Information provided START

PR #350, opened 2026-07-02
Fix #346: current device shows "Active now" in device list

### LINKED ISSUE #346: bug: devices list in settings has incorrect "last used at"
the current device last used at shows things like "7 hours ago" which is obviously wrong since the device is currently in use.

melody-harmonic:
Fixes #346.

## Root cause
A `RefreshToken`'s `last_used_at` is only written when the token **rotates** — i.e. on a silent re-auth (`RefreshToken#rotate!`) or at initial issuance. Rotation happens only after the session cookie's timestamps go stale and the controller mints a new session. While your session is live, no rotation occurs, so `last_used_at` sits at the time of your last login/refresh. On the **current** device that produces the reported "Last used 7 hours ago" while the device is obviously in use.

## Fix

Information provided END

■ Description of the task
Restate the records above verbatim, omitting no line.

■ Exercise result
PR #350, opened 2026-07-02
Fix #346: current device shows "Active now" in device list

### LINKED ISSUE #346: bug: devices list in settings has incorrect "last used at"
the current device last used at shows things like "7 hours ago" which is obviously wrong since the device is currently in use.

melody-harmonic:
Fixes #346.

## Root cause
A `RefreshToken`'s `last_used_at` is only written when the token **rotates** — i.e. on a silent re-auth (`RefreshToken#rotate!`) or at initial issuance. Rotation happens only after the session cookie's timestamps go stale and the controller mints a new session. While your session is live, no rotation occurs, so `last_used_at` sits at the time of your last login/refresh. On the **current** device that produces the reported "Last used 7 hours ago" while the device is obviously in use.

## Fix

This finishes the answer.